PR #581, opened 2019-10-07
Created the Vulnerability Schema

peasead:
The thought is that this would be used for vulnerability scanners or associated projects (Qualys, Nexpose, Nessus, OpenVas, VulnWisperer, etc.) so they can send their data to Elasticsearch with ECS.

Some suggested fields were from #113 

Fields created for the `vulnerability-*` schema:
```
cvss.score.base
cvss.score.temporal
cvss.score.environmental
category
cve.description
cve.id
severity
status
detected.first
detected.last
scanned.first
scanned.last
```


schemas/vulnerability.yml
```diff
@@ -0,0 +1,144 @@
...
+    top_level: true
+    expected:
+      - client
+      - host
+      - os
+      - observer
+  type: group
+  fields:
+
+    - name: cvss.score.base
```
andrewstucki: It might be nice to version this since CVSS scores can vary dramatically depending on if v2 v. v3 calculations are used.

dainperkins: thats probably a good idea (at least for the base fields - iirc theres a bunch of differences)

peasead:
I had _over_ filtered Github notifications. I'm reviewing these comments now. Sorry for the delay.

schemas/vulnerability.yml
peasead: There are differences in the scoring between versions, but both include a Base, Temporal, and Environmental calculation.

I have added `cvss.score.version` and will update the PR.

schemas/vulnerability.yml
```diff
@@ -0,0 +1,144 @@
...
+
+    Fields can have one entry or multiple entries.
+
+  reusable:
+    top_level: true
+    expected:
+      - client
+      - host
+      - os
+      - observer
```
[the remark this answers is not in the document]
peasead: Okay, thanks for that explanation @webmat. I was assuming that "reused" meant from other schemas. Based on the criteria you mentioned, I agree those shouldn't be reusable. 

I'll remove the `reusable`.

joshbressers:
It could make sense to have an arbitrary ID field. While many of the findings have CVE IDs, not all do. There are other vulnerability identifier that show up every now and then. Here's an example I pulled from Snyk
https://snyk.io/vuln/SNYK-JS-PM2-474345

On that note as well, being able to link to one or more reference URLs would be helpful. In the case of CVE IDs you could easily just link to MITRE or NVD. Other identifiers may be less obvious and it's possible some identifier won't even have a central location.

dainperkins:
> It could make sense to have an arbitrary ID field. While many of the findings have CVE IDs, not all do. There are other vulnerability identifier that show up every now and then. Here's an example I pulled from Snyk
> https://snyk.io/vuln/SNYK-JS-PM2-474345
> 
> On that note as well, being able to link to one or more reference URLs would be helpful. In the case of CVE IDs you could easily just link to MITRE or NVD. Other identifiers may be less obvious and it's possible some identifier won't even have a central location.

dainperkins:
good idea

vulnerability.scanner.id
vulnerability.scanner.name

or we could use the observer fields to detail scan vendor, etc.

webmat:
Yeah I like the idea of supporting an additional arbitrary ID. We need to find a good name for that, though. I don't think `vulnerability.arbitrary_id` works well ;-)

schemas/vulnerability.yml
```diff
@@ -0,0 +1,144 @@
...
+        For example (ex. https://qualysguard.qualys.com/qwebhelp/fo_portal/scans/vulnerability_status.htm)
+
+      example: New, Active, Fixed, Re-Opened
+
+    - name: detected.first
+      level: extended
+      type: date
+      short: Vulnerability first observed.
+      description: >
+        The first time that the vulnerability was observed on the asset.
```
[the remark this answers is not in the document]
peasead: I like this, great idea.

I updated.

schemas/vulnerability.yml
```diff
@@ -0,0 +1,144 @@
+---
+- name: vulnerability
+  title: Vulnerability
+  group: 2
+  short: Fields to describe the vulnerabilty relevant to an event.
+  description: >
+    The vulnerability fields describe information about a vulnerabilty that is relevant to an event.
+
+    Fields can have one entry or multiple entries.
```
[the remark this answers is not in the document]
peasead: I think I took this from a template description, so that may be an artifact of that.

I'll remove.

peasead:
> good idea
> 
> vulnerability.scanner.id
> vulnerability.scanner.name
> 
> or we could use the observer fields to detail scan vendor, etc.

Awesome ideas @dainperkins and @stiltz 

I took those changes and updated the PR.

dainperkins:
Am I reading this correctly that the vulnerability fields end up as items nested under host/source/destination/observer, etc?

peasead:
> Am I reading this correctly that the vulnerability fields end up as items nested under host/source/destination/observer, etc?

@dainperkins The top level is `vulnerability` or am I misunderstanding what you're asking?

dainperkins:
generated/csv/fields.csv showed vulnerability as both top level and nested e.g. client.vulnerability...  Wasn't sure if that was on purpose, an option, or mistake.

vulnerability.name: Flash buffer overflow
vulnerability.client: [array of affected hosts]

vs.
vulnerability.name: Flash buffer overflow
host.name: [array of affected hosts]

could just be I was thinking about it differently but for reporting vunerabilities I was thinking the vulnerability info would all be top level, with teh addition of a [host] array or similar to define the vulnerability to vulnerable system mappings

webmat:
@dainperkins No, just a matter of re-running `make`. Was puzzled by that too, initially :-)

schemas/vulnerability.yml
```diff
@@ -0,0 +1,149 @@
...
+      example: AIX, Firewall, Malware, Office Application, Solaris, Windows
+
+    - name: description
+      level: extended
+      type: keyword
+      short: Description of the vulnerability.
+      description: >
+        The description of the vulnerability that provides additional context of the vulnerability. For example (ex. https://cve.mitre.org/about/faqs.html#cve_entry_descriptions_created)
+
+      example: In Keybase before 2.12.6 on macOS, the move RPC to the Helper was susceptible to time-to-check-time-to-use bugs and would also allow one user of the system (who didn't have root access) to tamper with another's installs.
```
webmat: Since this example is pretty long, I'd prefer if we removed it, or cut it off early with an ellipsis...

schemas/vulnerability.yml
```diff
@@ -0,0 +1,149 @@
...
+
+    - name: scanner.id
+      level: extended
+      type: keyword
+      short: ID of the vulnerability.
+      description: >
+        The identification (ID) is the number portion of a vulnerability entry. It includes a unique identification number for the vulnerability. For example (ex. https://cve.mitre.org/about/faqs.html#what_is_cve_id)
+
+      example: CVE-2019-00001, CVE-2019-00002, QID: 38739
```
webmat: Just giving a single example here would be best.

When a list of examples is needed, we put the list of examples in the description. Our rendering of examples expects a single value.

Here's where you can preview it, btw: http://ecs_581.docs-preview.app.elstc.co/guide/en/ecs/master/ecs-vulnerability.html  :-)

schemas/vulnerability.yml
```diff
@@ -0,0 +1,149 @@
...
+
+    - name: scanner.vendor
+      level: extended
+      type: keyword
+      short: Name of the scanner vendor.
+      description: >
+        The name of the vulnerability scanner vendor.
+
+      example: Tenable, Qualys
```
webmat: Single example as well, here. Pick your fav scanner ;-)

schemas/vulnerability.yml
```diff
@@ -0,0 +1,149 @@
...
+
+    - name: severity
+      level: extended
+      type: keyword
+      short: Severity of the vulnerability.
+      description: >
+        The severity of the vulnerability can help with metrics and internal prioritization regarding remediation. For example (ex. https://nvd.nist.gov/vuln-metrics/cvss)
+
+      example: Critical, High, Medium, Low, None
```
webmat: Please move the full list of examples to the description, and update to a single example in the `example:` attribute

schemas/vulnerability.yml
```diff
@@ -0,0 +1,149 @@
...
+
+    - name: status
```
webmat: Do vulnerability scanners keep track of past runs, and can they report a status of "re-opened"? Or is this more of a concept that you'd expect to see in a UI that knows about that past history of scans?

I'm wondering if it's a situation like the first/last seen timestamps we discussed, last time around :-)

schemas/vulnerability.yml
```diff
@@ -0,0 +1,149 @@
...
+      level: extended
+      type: keyword
+      short: Status of the vulnerability.
+      description: >
+        The current status of the vulerability on the asset:
+
+        New - The first time a vulnerability is detected by a scan the status is set to New.
+        Active - A vulnerability detected by two or more scans is set to Active.
+        Fixed - A vulnerability was verified by the most recent scan as fixed, and this vulnerability was detected by the previous scan.
+        Re-Opened - A vulnerability was reopened by the most recent scan, and this vulnerability was verified as fixed by the previous scan.
```
webmat: Good stuff, love this list.

They're tricky to get right in the ECS YAMLs. Another place we have them is for [network.direction](https://github.com/elastic/ecs/blob/v1.2.0/schemas/network.yml#L84). Please start each line with `*`, see if it renders better in the docs preview http://ecs_581.docs-preview.app.elstc.co/guide/en/ecs/master/ecs-vulnerability.html

schemas/vulnerability.yml
```diff
@@ -0,0 +1,149 @@
...
+
+        For example (ex. https://qualysguard.qualys.com/qwebhelp/fo_portal/scans/vulnerability_status.htm)
+
+      example: New, Active, Fixed, Re-Opened
```
webmat: Single example here as well

schemas/vulnerability.yml
```diff
@@ -0,0 +1,149 @@
...
+
+    - name: id
+      level: extended
+      type: keyword
+      short: Scan identification number.
+      description: >
+        The report or scan identification number.
+
+      example: 20191018.0001, SCAN0001
```
webmat: Single example here as well

schemas/vulnerability.yml
webmat: Two more things about this example.

1) I think we should use a CVE as the example, because it's the most widely known kind of vulnerability IDs. So it'll be best at explaining the purpose of the field.

2) But the QID is interesting, because is a string that includes spaces. I wonder if we need to have this reformatted without spaces (either "QID:38739" or "QID-38739"). 

It's not a requirement from the Elasticsearch or Kibana POV, a keyword field can totally contain spaces and it'll still be interpreted as a single keyword.

I just wonder if it will confuse the humans :-)

Any thoughts on this @ruflin, @MikePaquette ?

schemas/vulnerability.yml
```diff
@@ -0,0 +1,149 @@
...
+        The classification of the vulnerability scoring system. For example (ex. https://www.first.org/cvss/)
+
+      example: CVSS
+
+    - name: enumeration
+      level: extended
+      type: keyword
+      short: Enumeration of the vulnerability.
+      description: >
+        The enumeration of the common identifiers for publicaly known vulnerabilities. For example (ex. https://cve.mitre.org/about/)
```
webmat: I think it's not obvious enough that this is meant to capture the "type of vulnerability ID" (CVE), not the actual ID (CVE-2019-0000).

Perhaps update the description with more explicit wording like the following:

> The type of identifier used for this vulnerability, for example "CVE-2019-0000" would have `vulnerability.enumeration:CVE`

Perhaps the word "enumeration" has this clear meaning for security specialists, but it's not obvious to a mere security fan like me :-)

schemas/vulnerability.yml
```diff
@@ -0,0 +1,149 @@
...
+    - name: score.temporal
+      level: extended
+      type: long
+      short: Vulnerability Temporal score.
+      description: >
+        Scores can range from 0.0 to 10.0, with 10.0 being the most severe.
+
+        Temporal scores cover an assessment for code maturity, remediation level, and confidence. For example (ex. https://www.first.org/cvss/specification-document)
+
+    - name: score.evironmental
```
webmat: Typo :-)

```suggestion
    - name: score.environmental
```

schemas/vulnerability.yml
```diff
@@ -0,0 +1,149 @@
...
+        New - The first time a vulnerability is detected by a scan the status is set to New.
+        Active - A vulnerability detected by two or more scans is set to Active.
+        Fixed - A vulnerability was verified by the most recent scan as fixed, and this vulnerability was detected by the previous scan.
+        Re-Opened - A vulnerability was reopened by the most recent scan, and this vulnerability was verified as fixed by the previous scan.
+
+        For example (ex. https://qualysguard.qualys.com/qwebhelp/fo_portal/scans/vulnerability_status.htm)
+
+      example: New, Active, Fixed, Re-Opened
+
+    - name: id
```
webmat: I think we should rename this. If it's meant to capture the ID of the report, I would name this `vulnerability.report_id`.

To me `vulnerability.id` sounds like the identifier of one of the findings in the report.

webmat:
How do we expect people to use the `vulnerability` field set? My current understanding is that this is meant to import report findings, not to enrich events with vulnerability details. Correct?

If the idea is indeed to import scan findings, should we explore support for two related kinds of documents?

- document for the report itself (not explicitly addressed right now)
- documents for each finding of the report (what this PR currently describes)

Or are we good with just documents per findings + the report ID?

cc @joshbressers @stiltz

schemas/vulnerability.yml
webmat: Yet another comment about this example 😂 The `QID: 38739` here breaks Python's YAML parser. Moving to a single example with one of the CVEs will fix that.

schemas/vulnerability.yml
```diff
@@ -0,0 +1,149 @@
...
+    - name: enumeration
+      level: extended
+      type: keyword
+      short: Enumeration of the vulnerability.
+      description: >
+        The enumeration of the common identifiers for publicaly known vulnerabilities. For example (ex. https://cve.mitre.org/about/)
+
+      example: CVE
+
+    - name: url
```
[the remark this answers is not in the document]
peasead: Done.

schemas/vulnerability.yml
```diff
@@ -0,0 +1,149 @@
...
+      type: keyword
+      short: URL describing the vulnerability.
+      description: >
+        A URL to a resource that provides additional information, context, and mitigations for the identified vulnerabiltiy. For example (ex. https://cve.mitre.org/cgi-bin/cvekey.cgi?keyword=ssh)
+
+      example: https://cve.mitre.org/cgi-bin/cvename.cgi?name=CVE-2019-6111
+
+    - name: score.base
+      level: extended
+      type: long
```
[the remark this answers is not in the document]
peasead: Done.

schemas/vulnerability.yml
```diff
@@ -0,0 +1,149 @@
...
+      description: >
+        Scores can range from 0.0 to 10.0, with 10.0 being the most severe.
+
+        Base scores cover an assessment for exploitability metrics (attack vector, complexity, privileges, and user interaction), impact metrics (confidentialy, integrity, and availability), and scope. For example (ex. https://www.first.org/cvss/specification-document)
+
+      example: 5.5, 6.6
+
+    - name: score.temporal
+      level: extended
+      type: long
```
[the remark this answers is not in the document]
peasead: Done.

schemas/vulnerability.yml
```diff
@@ -0,0 +1,149 @@
...
+      description: >
+        Scores can range from 0.0 to 10.0, with 10.0 being the most severe.
+
+        Environmental scores cover an assessment for any modified Base metrics, confidentiality, integrity, and availability requirements. For example (ex. https://www.first.org/cvss/specification-document)
+
+      example: 5.5, 6.6
+
+    - name: score.version
+      level: extended
+      type: long
```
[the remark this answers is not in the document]
peasead: Done.

schemas/vulnerability.yml
```diff
@@ -0,0 +1,149 @@
...
+      short: Vulnerability Temporal score.
+      description: >
+        Scores can range from 0.0 to 10.0, with 10.0 being the most severe.
+
+        Temporal scores cover an assessment for code maturity, remediation level, and confidence. For example (ex. https://www.first.org/cvss/specification-document)
+
+    - name: score.evironmental
+      level: extended
+      type: long
```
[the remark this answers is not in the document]
peasead: Done.

schemas/vulnerability.yml
peasead: Done.

schemas/vulnerability.yml
peasead: Done.

schemas/vulnerability.yml
peasead: Done.

schemas/vulnerability.yml
peasead: Done.

schemas/vulnerability.yml
peasead: Done.

schemas/vulnerability.yml
peasead: This is now formatted the same way as `network.direction`.

elasticcla:
Hi @peasead, we have found your signature in our records, but it seems like you have signed with a different e-mail than the one used in your Git [commit](https://github.com/elastic/ecs/pull/581.patch). Can you please add both of these e-mails into your Github profile (they can be hidden), so we can match your e-mails to your Github profile?

schemas/vulnerability.yml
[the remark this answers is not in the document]
webmat: 🧐 you renamed the field above 🙂 

Here's what I meant:

* `vulnerability.url` should become `vulnerability.reference`
* The field you have renamed used to be named `vulnerability.enumeration`. I'm ok with keeping that original field name, as long as the description is fleshed out a little, like described [here](https://github.com/elastic/ecs/pull/581#discussion_r346985294).

schemas/vulnerability.yml
```diff
@@ -0,0 +1,176 @@
...
+    - name: severity
+      level: extended
+      type: keyword
+      short: Severity of the vulnerability.
+      description: >
+        The severity of the vulnerability can help with metrics and internal
+        prioritization regarding remediation.
+        For example (https://nvd.nist.gov/vuln-metrics/cvss)
+
+      example: Critical
```
webmat: @randomuserid @dainperkins @MikePaquette @FrankHassanabad 

I'd like us to discuss `vulnerability.severity` a bit.

ECS already has a few fields close to this. I don't think we should use them, but perhaps we need to call out to them, one way or another.

- `event.severity` is numeric, so not a good fit for this.
- `log.level` and `event.severity` are meant to be equivalent, where `log.level` is the textual representation of `event.severity`. But I also wouldn't expect importing vulnerabilities and having their severity in `log.level`. So also a no-go.

But should we give instructions to e.g. copy `vulnerability.score.base` to `event.severity`? Any other opinions on this?

schemas/vulnerability.yml
```diff
@@ -0,0 +1,176 @@
...
+      type: keyword
+      short: Description of the vulnerability.
+      description: >
+        The description of the vulnerability that provides additional context of the
+        vulnerability.
+        For example (https://cve.mitre.org/about/faqs.html#cve_entry_descriptions_created)
+
+      example: In macOS before 2.12.6, there is a vulnerability in the RPC...
+
+    - name: scanner.id
```
webmat: This field name bugs me. It sounds like an internal ID for a single finding, when actually the example shows the public ID of a vulnerability.

If this is meant to be the public ID, I'd have this straight at `vulnerability.id`

CHANGELOG.next.md
```diff
@@ -3,18 +3,9 @@
 - Please insert your changelog line ordered by PR ID.
 Thanks, you're awesome :-) -->
 
-## Unreleased
-
-### Breaking changes
-
-### Bugfixes
-
```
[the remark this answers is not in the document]
peasead: Done.

CHANGELOG.next.md
```diff
@@ -3,18 +3,9 @@
...
 ### Added
 
-### Improvements
-
-### Deprecated
-
```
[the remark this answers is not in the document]
peasead: Done.

CHANGELOG.next.md
```diff
@@ -24,8 +15,6 @@ Thanks, you're awesome :-) -->
 
 ### Bugfixes
 
-### Added
-
```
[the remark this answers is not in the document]
peasead: Done.

peasead:
> A few more things to address, see review comments below.
> 
> I would also like clarifications on a few questions:
> 
> * @peasead do you think we need to be able to ingest a document representing the report itself, in addition to each finding? Or are we good with the report details just being referenced via `vulnerability.report_id`?

I think that the `vulnerability.report_id` is sufficient.

> * Do we need `vulnerability.status`? See longer version of the question [here](https://github.com/elastic/ecs/pull/581/files?file-filters%5B%5D=.csv&file-filters%5B%5D=.md&file-filters%5B%5D=.yml#r346969591)

I think that this is probably scanner/UI dependent and if we removed it, we'd be okay. To whit, I'm not sure other scanners beyond Qualys track this information, so it may be very scanner dependent. I'll remove this.

> * There's a few fields that I would like to know whether we should expect a single value or an array of values, please let me know your thinking about each of them:
>   
>   * `vulnerability.category`
>   * `vulnerability.scanner.id`

I think `category` and `scanner_id` would generally be a single value. In the event that they cover more than one category/ID, I believe that there'd be an additional entry, which would remove the need for an array consideration.

> Additional note on the array question above. Even if some scanners make a decision to pick the "best match" (or highest severity) when assigning a category or vuln ID to a finding, that's not the standard we have to match. What we have to cater to is if _any_ scanner can associate multiple categories or return multiple CVE IDs for a finding, then we should make these field arrays.
> 
> Note that there's no direct support for arrays in ECS right now, but it's coming. So any of those should be arrays, we would simply mention it in the description, and give an example that's actually an array (`example: '[CVE-2019-0001]'`).

While I agree that we don't want to be in the business of assigning a category, we're collecting the data that is being presented by the scanner. So if the scanner says "Firewall", we should take the observer at its word vs. trying to maintain a matrix.

schemas/vulnerability.yml
peasead: Severities are generally calculated by the scanner through an internal algorithm. I can't say definitively if the "high" severity by Qualys is the same as the "high" from Tenable, but like the `vulnerability.category`, I think we should let the scanner decide on this vs. us maintaining some matrix.

schemas/vulnerability.yml
peasead: Agreed. Makes sense.

schemas/vulnerability.yml
webmat: Totally agree on that point, I don't want to introduce a mapping of these values.

And likewise, if we were to instruct people to copy e.g. the base score out to a more central field like `event.severity`, the idea is still that the value is source-specific, not mapped.

But perhaps we shouldn't worry about this for now, and only address this if/when we have a concrete need for that. I looked around SIEM, and `event.severity` is not a default column anywhere that I could see.

webmat:
> I think category and scanner_id would generally be a single value. In the event that they cover more than one category/ID, I believe that there'd be an additional entry, which would remove the need for an array consideration.

By additional entry here, do you mean a distinct field? In other words, would they have a "main category" and a list of other applicable categories?

>> Additional note on the array question above. Even if some scanners make a decision to pick the "best match" (or highest severity) when assigning a category or vuln ID to a finding, that's not the standard we have to match. What we have to cater to is if any scanner can associate multiple categories or return multiple CVE IDs for a finding, then we should make these field arrays.
> While I agree that we don't want to be in the business of assigning a category, we're collecting the data that is being presented by the scanner. So if the scanner says "Firewall", we should take the observer at its word vs. trying to maintain a matrix.

I think my comment was misunderstood there. I don't want to override or map anything there. What I'm saying is much more simple: if any scanner is going to give us an array of categories or multiple CVEs for a finding, I want our field to be an array that can take it all in as is. This would also mean that in most cases when we have a single category/CVE id, we'd have arrays of 1 item, but that's fine.

webmat:
I'll take care of the CHANGELOG.next.md conflict at merge time, btw. No need to worry about that. If you fix now, it may complain again after the next PR gets merged 🙂

schemas/vulnerability.yml
```diff
@@ -0,0 +1,159 @@
...
+      example: CVE
+
+    - name: reference
+      level: extended
+      type: keyword
+      short: Reference of the vulnerability.
+      description: >
+        A resource that provides additional information, context, and
+        mitigations for the identified vulnerabiltiy.
+        For example (https://cve.mitre.org/cgi-bin/cvekey.cgi?keyword=ssh)
```
webmat: I would remove this line. I think the `example:` attribute below is sufficient.

schemas/vulnerability.yml
```diff
@@ -0,0 +1,159 @@
+---
+- name: vulnerability
+  title: Vulnerability
+  group: 2
+  short: Fields to describe the vulnerabilty relevant to an event.
+  description: >
+    The vulnerability fields describe information about a vulnerabilty that is
+    relevant to an event.
```
webmat: Typo first "vulnerabilty" => "vulnerability", then a more philosophical point:

The description of the field set makes it sound like users are expected to enrich "normal" events with vulnerability information. Is that our expectation?

My expectation would be more along the lines of users *directly importing scan findings*. In other words, this isn't another kind of event being enriched with this info. The event/document coming in is literally one finding from the report, which is getting imported for correlation in the SIEM.

If you agree with this, we should address this directly. Perhaps:

```YAML
  short: Fields to describe a vulnerability finding.
  description: >
    The vulnerability fields describe information about a vulnerability that was
    reported by a scan.
```

schemas/vulnerability.yml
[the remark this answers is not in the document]
peasead: Sorry about that. I've made the adjustments.

peasead:
> How do we expect people to use the `vulnerability` field set? My current understanding is that this is meant to import report findings, not to enrich events with vulnerability details. Correct?
> 
> If the idea is indeed to import scan findings, should we explore support for two related kinds of documents?
> 
> * document for the report itself (not explicitly addressed right now)
> * documents for each finding of the report (what this PR currently describes)
> 
> Or are we good with just documents per findings + the report ID?
> 
> cc @joshbressers @stiltz

To address your question on how the `vulnerability.*` field-set could be used, I think both importing vulnerability information as well as enrichment. Importing scan findings is obvious, but this information can also be used to enrich if you're tracing an event back to "patient zero", knowing what vulnerabilities could have been leveraged is important to understand adversary:
* resourcing
* sophistication
* reconnaissance
* capabilities

In the second part of your question regarding documents per findings and report ID, I think that having the report ID is sufficient to guide the analyst to a place to get additional information i.e. the scanner vs. importing the entire scan report. I see a lot of products in the intelligence space that attempt to replicate "all the things" instead of providing a launch point for analysts. 

Maybe we could adjust `vulnerability.reference` to be a link to the scanner report instead of an external reference? <-- I like this idea.

Just my $0.02 from some time the field.

schemas/vulnerability.yml
peasead: Done.

schemas/vulnerability.yml
peasead: Fixed typo.

I think adjusting this description makes sense. That said, just as some context: https://github.com/elastic/ecs/pull/581#issuecomment-555550726

schemas/vulnerability.yml
```diff
@@ -0,0 +1,158 @@
...
+      level: extended
+      type: keyword
+      short: Category of a vulnerability.
+      description: >
+        The type of system or architecture that the vulnerability affects. These may be
+        platform-specific (for example, Debian or SUSE) or general (for example, Database
+        or Firewall).
+        For example (https://qualysguard.qualys.com/qwebhelp/fo_portal/knowledgebase/vulnerability_categories.htm)
+
+      example: Firewall
```
webmat: To make this an array, here's what I have in mind. Feel free to adjust:

```
      description: >
        The type of system or architecture that the vulnerability affects. These may be
        platform-specific (for example, Debian or SUSE) or general (for example, Database
        or Firewall).
        For example (https://qualysguard.qualys.com/qwebhelp/fo_portal/knowledgebase/vulnerability_categories.htm)

        This field must be an array.

      example: '["Firewall"]'
```

I don't know if we need to expand on main category being first + other categories coming next. We can add that later, if there's confusion.

peasead: > * I'm also good on only capturing the report ID and not capturing "all the things". I just wanted to make sure this was also how you saw it. Looks like we're on the same page. 👍

Roger roger.

> Maybe we could adjust vulnerability.reference to be a link to the scanner report instead of an external reference? <-- I like this idea.
> 
> * I think we have a need for both URLs.
>   
>   * For now I would say `.reference` should remain a URL that points to general documentation about a thing, in this case the CVE. This is the semantics we've been establishing, so far for "reference URL" fields.
>   * I also really love the idea of capturing the URL an analyst would want to visit, in order to view the actual finding in their vulnerability scanner. It's another type of URL we will need in a few places (e.g. endpoint alerts), but we don't have a good name for that field yet. So IMO we leave this out of this PR, and add it as a follow-up PR.

Agreed, this makes sense.

> On category and ID as arrays:
> 
> My thinking there isn't whether a published vulnerability could have more than one ID or category necessarily. It's rather "can one scanner finding correspond to more than one CVE", or could it have more than one category (orthogonal ones: "Windows" & "Firewall", or a wide problem: "SUSE" + "Debian" + "RHEL" ).
> 
> I do think it would be better to go on the safe side here, and the effort is pretty trivial. Elasticsearch actually doesn't care if docs contain a single value vs an array. The reason in ECS we try to flesh this out more explicitly is that the pipelines handling the events or generated language libs like [ecs-dotnet](https://github.com/elastic/ecs-dotnet) have to know, in order to do the right thing.
> 
> We could even promote lightweight semantics, where if a scanner has such a thing as "main category" and "other categories", the main category should be first in the array.
> 
> To close on this, I'm 99% sure it's useful for category; for ID I'm not sure yet, I'm starting to think not. Perhaps the way scanners are structured means each CVE has its own detection, and a given finding will always only have one CVE? In other words the same piece of software would simply have multiple findings (one per CVE) if applicable...
> 
> See PR comment, for a concrete suggestion on what we can do to make category into an array.

I like this and will make the adjustment declaring that this must be an array and formatting the example properly for `.category`.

The task —
How many lines of the entries include the string "directly"? Answer with a number and no other words.

Answer box —
2